┏━━
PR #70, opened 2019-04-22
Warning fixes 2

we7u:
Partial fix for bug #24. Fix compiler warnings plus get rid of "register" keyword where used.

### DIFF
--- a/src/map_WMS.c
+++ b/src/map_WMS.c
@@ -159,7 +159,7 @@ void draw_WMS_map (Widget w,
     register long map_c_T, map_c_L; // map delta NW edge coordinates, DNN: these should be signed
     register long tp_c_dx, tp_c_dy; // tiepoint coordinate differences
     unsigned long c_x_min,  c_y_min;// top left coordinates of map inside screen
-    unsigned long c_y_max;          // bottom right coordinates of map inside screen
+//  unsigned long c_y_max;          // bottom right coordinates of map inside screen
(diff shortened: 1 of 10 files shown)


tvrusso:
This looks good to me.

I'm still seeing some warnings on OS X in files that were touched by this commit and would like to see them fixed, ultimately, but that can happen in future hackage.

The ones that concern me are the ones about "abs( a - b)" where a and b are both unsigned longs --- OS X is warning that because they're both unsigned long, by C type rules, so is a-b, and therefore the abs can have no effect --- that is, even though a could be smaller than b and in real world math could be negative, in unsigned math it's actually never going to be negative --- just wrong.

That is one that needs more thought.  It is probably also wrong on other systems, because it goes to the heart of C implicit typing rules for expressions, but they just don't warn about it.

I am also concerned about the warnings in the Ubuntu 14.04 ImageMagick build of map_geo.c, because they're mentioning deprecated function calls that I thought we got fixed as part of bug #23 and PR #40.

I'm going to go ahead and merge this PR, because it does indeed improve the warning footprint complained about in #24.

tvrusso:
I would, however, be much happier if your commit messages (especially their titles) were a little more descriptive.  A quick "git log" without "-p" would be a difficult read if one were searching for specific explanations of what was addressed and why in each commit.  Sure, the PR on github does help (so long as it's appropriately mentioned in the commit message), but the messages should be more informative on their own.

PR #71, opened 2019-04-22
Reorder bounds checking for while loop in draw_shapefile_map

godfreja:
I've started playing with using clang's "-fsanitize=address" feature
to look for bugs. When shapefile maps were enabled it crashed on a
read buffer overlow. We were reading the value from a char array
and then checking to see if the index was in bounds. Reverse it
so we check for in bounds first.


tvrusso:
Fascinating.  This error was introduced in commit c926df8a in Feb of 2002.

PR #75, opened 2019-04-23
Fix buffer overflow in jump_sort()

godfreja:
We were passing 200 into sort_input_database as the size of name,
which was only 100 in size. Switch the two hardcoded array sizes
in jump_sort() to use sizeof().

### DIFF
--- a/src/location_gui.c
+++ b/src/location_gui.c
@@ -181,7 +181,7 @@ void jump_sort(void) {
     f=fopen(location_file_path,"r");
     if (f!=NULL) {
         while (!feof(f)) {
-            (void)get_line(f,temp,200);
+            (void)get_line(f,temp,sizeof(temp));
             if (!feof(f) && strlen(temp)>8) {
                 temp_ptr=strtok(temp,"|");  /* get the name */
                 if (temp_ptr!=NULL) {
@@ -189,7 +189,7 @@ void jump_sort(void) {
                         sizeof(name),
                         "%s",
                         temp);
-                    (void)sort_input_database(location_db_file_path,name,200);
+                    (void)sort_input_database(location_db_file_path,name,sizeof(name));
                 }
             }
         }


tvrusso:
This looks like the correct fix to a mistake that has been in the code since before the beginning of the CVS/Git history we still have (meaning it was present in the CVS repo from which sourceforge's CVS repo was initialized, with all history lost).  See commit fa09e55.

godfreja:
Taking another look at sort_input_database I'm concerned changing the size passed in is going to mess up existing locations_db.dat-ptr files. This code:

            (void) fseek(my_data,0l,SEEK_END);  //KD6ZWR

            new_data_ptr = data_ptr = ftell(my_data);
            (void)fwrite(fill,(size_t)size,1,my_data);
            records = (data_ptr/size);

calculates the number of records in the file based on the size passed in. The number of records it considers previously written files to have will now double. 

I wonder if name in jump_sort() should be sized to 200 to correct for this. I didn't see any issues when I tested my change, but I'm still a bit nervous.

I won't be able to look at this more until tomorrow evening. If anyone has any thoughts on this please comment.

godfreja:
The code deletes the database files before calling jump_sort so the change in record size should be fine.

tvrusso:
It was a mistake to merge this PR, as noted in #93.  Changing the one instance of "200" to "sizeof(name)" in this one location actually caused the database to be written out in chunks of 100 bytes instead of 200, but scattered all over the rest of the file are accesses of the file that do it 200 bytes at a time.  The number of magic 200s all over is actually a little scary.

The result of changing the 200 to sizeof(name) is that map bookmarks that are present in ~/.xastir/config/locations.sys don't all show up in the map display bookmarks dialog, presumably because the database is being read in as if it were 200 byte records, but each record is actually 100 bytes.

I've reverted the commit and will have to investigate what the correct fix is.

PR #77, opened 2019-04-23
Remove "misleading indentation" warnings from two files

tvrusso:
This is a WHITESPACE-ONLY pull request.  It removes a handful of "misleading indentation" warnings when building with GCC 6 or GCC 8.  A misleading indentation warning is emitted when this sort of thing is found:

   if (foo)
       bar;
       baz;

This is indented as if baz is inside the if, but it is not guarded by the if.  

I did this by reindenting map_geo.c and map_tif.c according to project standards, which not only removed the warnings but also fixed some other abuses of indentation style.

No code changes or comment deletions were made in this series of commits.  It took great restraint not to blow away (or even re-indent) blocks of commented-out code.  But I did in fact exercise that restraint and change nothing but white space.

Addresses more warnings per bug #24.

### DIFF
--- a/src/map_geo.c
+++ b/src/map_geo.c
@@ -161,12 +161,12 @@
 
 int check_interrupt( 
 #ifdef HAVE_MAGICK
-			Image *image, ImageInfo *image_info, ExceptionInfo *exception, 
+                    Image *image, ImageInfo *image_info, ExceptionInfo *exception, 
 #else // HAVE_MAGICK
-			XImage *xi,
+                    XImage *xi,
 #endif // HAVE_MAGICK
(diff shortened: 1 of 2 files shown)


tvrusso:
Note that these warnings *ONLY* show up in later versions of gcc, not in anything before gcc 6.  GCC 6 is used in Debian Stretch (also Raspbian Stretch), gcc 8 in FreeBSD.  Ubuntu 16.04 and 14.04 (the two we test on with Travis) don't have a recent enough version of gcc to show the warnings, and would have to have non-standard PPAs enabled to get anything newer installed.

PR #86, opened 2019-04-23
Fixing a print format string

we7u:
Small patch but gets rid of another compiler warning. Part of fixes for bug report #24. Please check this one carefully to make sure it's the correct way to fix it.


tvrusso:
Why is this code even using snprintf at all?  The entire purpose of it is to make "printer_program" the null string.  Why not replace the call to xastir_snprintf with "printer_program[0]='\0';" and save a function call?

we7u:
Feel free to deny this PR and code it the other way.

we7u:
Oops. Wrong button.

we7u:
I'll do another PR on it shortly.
┗━━
WHAT NEEDS TO BE DONE
The lines in the records above that include the word "while" must be copied out.

FINAL ANSWER
Reorder bounds checking for while loop in draw_shapefile_map
         while (!feof(f)) {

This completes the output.